==== DATASET EXCERPTS ====

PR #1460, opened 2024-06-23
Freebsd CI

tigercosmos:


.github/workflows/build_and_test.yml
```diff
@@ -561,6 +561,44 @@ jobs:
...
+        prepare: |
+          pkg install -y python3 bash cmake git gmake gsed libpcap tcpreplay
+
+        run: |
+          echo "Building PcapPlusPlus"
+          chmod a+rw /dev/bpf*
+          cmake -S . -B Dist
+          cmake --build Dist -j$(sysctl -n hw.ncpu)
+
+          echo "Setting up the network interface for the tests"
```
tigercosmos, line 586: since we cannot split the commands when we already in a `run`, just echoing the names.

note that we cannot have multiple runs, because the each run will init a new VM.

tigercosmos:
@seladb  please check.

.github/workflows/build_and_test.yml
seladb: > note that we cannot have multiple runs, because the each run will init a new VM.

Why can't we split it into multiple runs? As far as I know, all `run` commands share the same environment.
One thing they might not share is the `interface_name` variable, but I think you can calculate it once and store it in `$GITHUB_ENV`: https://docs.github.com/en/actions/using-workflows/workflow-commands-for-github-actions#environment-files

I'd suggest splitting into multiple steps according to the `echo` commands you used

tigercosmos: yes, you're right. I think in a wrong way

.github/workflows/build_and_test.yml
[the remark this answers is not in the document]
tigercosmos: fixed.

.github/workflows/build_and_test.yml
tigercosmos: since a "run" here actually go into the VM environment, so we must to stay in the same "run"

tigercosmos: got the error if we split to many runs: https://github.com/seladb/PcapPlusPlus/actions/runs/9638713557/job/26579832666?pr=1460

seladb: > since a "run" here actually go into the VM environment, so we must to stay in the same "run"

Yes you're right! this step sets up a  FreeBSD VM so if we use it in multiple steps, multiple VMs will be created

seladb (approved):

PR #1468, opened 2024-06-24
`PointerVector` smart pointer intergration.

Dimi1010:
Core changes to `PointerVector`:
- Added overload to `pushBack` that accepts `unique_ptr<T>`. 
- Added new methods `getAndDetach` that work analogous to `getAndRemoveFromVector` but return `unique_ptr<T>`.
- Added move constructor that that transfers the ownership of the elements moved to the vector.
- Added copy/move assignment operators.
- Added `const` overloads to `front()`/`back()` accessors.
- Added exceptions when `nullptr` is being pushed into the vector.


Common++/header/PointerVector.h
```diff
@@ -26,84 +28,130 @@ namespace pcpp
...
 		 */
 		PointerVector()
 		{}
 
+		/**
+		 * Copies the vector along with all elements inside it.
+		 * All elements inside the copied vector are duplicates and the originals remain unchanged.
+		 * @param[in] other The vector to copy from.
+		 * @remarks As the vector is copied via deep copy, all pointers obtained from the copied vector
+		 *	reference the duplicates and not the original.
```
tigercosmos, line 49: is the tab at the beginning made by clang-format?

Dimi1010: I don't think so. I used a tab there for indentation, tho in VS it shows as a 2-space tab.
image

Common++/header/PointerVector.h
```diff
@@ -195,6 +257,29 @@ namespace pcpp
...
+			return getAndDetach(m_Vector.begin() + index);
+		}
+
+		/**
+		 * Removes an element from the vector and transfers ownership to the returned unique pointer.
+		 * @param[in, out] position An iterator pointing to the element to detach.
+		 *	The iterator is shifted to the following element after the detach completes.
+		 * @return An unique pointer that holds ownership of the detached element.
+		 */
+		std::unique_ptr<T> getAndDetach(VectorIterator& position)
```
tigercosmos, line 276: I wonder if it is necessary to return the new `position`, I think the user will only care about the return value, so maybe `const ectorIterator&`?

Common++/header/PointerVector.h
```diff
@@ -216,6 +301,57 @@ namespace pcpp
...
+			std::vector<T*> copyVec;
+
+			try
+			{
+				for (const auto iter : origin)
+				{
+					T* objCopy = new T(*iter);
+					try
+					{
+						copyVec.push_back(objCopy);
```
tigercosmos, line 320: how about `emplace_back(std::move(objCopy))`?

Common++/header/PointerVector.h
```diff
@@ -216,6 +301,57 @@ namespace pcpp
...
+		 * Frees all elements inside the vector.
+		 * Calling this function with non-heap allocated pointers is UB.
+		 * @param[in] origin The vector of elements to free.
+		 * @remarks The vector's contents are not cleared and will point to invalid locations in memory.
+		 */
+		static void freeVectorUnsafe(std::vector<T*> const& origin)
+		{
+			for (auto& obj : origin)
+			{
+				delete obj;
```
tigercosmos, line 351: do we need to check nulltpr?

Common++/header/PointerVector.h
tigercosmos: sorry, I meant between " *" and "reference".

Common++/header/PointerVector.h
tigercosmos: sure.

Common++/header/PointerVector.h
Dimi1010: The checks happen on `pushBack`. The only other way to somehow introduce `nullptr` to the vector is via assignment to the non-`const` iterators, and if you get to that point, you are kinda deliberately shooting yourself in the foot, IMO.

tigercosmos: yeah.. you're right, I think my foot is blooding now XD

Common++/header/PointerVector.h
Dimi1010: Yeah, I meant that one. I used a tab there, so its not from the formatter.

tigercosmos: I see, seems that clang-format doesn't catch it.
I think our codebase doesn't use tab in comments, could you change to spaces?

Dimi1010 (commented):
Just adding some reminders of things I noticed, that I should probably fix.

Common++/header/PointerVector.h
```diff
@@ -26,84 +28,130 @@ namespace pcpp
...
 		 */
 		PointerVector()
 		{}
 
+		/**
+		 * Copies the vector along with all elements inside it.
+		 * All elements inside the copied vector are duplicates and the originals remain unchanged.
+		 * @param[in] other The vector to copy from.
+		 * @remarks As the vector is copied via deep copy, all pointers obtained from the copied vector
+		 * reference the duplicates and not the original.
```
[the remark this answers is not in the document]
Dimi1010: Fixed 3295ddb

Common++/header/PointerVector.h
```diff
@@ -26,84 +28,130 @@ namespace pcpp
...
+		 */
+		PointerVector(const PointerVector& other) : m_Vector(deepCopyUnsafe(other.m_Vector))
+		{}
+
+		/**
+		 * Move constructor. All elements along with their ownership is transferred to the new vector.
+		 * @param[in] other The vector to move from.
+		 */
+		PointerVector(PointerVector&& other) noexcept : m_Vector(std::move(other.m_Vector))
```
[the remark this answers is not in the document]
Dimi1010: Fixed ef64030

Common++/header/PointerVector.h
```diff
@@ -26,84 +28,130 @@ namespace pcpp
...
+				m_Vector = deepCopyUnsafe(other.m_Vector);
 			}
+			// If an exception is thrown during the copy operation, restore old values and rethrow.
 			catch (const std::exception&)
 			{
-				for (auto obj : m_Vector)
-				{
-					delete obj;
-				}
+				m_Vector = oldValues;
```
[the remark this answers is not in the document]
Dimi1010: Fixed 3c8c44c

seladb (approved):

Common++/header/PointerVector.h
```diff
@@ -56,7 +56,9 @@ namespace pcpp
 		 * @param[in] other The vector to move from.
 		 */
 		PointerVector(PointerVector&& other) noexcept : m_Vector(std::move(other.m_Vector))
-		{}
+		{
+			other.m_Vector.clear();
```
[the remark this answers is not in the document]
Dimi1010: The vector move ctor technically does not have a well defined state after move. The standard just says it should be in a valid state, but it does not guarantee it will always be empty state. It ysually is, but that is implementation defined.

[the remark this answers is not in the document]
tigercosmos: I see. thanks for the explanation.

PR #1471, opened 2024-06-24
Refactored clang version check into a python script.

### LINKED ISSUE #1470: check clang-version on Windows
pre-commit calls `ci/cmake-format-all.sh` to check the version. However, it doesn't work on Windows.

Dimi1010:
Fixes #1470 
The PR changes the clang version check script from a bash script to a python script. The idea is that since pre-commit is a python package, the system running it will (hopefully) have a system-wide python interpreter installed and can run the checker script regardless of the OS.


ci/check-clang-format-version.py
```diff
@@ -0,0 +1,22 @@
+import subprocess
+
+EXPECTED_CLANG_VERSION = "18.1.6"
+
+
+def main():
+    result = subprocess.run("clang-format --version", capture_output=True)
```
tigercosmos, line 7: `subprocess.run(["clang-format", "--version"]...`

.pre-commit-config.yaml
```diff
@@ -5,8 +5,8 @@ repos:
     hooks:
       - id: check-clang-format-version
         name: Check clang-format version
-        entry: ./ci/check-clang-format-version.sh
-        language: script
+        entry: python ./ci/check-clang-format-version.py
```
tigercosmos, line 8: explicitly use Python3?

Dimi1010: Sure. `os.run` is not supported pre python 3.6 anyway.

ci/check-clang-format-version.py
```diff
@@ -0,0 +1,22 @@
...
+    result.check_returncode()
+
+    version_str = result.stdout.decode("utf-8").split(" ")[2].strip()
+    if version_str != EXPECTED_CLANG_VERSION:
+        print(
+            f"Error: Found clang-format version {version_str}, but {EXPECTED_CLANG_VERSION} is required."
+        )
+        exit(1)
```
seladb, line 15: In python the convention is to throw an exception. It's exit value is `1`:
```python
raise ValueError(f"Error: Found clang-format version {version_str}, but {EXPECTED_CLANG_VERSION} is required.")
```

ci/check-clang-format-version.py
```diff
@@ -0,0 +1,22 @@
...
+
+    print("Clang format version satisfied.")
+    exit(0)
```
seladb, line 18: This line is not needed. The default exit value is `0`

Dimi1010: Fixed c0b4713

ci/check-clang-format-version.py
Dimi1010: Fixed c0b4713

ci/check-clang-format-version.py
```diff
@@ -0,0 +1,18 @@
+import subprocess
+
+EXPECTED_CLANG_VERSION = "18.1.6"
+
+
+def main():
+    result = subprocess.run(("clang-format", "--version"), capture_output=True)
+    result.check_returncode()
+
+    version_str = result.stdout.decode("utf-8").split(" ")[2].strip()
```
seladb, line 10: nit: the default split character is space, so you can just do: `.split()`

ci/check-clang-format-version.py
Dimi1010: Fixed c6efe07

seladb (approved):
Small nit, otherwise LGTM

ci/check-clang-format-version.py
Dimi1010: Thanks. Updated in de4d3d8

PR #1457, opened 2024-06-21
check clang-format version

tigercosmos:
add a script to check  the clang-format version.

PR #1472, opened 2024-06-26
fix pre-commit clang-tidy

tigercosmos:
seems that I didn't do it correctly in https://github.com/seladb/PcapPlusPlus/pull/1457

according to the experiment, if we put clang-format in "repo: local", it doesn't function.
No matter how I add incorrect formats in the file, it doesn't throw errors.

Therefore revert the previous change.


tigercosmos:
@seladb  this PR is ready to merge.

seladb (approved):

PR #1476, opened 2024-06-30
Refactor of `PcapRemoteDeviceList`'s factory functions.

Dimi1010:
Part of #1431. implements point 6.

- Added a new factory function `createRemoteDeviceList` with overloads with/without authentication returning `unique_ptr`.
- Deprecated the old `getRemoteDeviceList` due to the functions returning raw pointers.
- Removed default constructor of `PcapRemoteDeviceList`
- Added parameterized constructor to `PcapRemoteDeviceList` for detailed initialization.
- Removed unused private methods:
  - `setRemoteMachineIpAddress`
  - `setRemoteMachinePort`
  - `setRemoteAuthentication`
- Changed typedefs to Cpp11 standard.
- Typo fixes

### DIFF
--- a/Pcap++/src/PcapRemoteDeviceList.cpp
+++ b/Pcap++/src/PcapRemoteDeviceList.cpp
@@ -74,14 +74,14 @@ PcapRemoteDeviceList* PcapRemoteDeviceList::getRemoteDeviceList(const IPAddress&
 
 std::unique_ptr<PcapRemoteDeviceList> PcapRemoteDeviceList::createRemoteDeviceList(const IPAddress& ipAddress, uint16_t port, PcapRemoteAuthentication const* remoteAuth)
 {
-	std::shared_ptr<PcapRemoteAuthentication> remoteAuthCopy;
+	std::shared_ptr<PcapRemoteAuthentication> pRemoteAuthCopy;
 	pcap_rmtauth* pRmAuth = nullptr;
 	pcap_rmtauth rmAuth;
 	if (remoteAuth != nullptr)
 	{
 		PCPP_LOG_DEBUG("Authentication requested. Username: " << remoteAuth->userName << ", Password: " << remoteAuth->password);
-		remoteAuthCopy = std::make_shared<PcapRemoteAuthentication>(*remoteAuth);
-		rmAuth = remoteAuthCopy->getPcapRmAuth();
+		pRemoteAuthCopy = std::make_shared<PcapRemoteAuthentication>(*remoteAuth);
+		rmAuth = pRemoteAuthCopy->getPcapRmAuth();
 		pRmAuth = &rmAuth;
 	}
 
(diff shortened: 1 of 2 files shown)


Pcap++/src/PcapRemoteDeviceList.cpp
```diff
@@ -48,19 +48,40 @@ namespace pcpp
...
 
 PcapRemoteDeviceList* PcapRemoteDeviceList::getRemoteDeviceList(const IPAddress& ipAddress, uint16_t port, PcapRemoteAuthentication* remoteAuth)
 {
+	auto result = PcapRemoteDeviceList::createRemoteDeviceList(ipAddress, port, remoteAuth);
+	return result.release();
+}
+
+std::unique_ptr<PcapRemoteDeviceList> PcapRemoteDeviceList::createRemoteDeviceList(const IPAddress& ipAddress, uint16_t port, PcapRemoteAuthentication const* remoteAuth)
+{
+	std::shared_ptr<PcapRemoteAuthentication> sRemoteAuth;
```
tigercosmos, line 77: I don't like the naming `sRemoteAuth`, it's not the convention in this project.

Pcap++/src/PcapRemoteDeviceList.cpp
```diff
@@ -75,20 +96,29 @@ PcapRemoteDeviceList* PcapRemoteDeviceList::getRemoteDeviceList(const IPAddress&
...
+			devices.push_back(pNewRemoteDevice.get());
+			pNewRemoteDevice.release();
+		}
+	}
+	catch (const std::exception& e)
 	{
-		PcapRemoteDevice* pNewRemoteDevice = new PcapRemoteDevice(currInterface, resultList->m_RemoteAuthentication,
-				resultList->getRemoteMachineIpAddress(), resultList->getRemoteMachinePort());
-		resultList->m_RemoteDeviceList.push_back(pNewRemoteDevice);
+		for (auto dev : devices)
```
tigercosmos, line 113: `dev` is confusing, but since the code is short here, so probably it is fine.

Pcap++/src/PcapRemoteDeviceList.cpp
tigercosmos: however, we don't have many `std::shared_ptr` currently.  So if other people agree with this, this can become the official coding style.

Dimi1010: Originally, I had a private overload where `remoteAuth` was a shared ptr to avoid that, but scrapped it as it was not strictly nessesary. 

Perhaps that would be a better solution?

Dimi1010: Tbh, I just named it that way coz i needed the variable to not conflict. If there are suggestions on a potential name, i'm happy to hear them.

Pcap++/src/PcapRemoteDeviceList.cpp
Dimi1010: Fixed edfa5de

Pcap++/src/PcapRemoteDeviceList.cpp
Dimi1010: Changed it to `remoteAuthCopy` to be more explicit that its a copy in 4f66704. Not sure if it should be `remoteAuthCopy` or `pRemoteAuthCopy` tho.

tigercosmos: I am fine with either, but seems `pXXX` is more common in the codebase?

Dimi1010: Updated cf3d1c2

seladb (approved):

====

:: DIRECTIONS ::
Working from the material above, retype exactly the lines from the one with "pcap_rmtauth* pRmAuth = nullptr;" through the one with "<< remoteAuth->userName <<", both included, and only those lines.

:: TASK OUTPUT ::
 	pcap_rmtauth* pRmAuth = nullptr;
 	pcap_rmtauth rmAuth;
 	if (remoteAuth != nullptr)
 	{
 		PCPP_LOG_DEBUG("Authentication requested. Username: " << remoteAuth->userName << ", Password: " << remoteAuth->password);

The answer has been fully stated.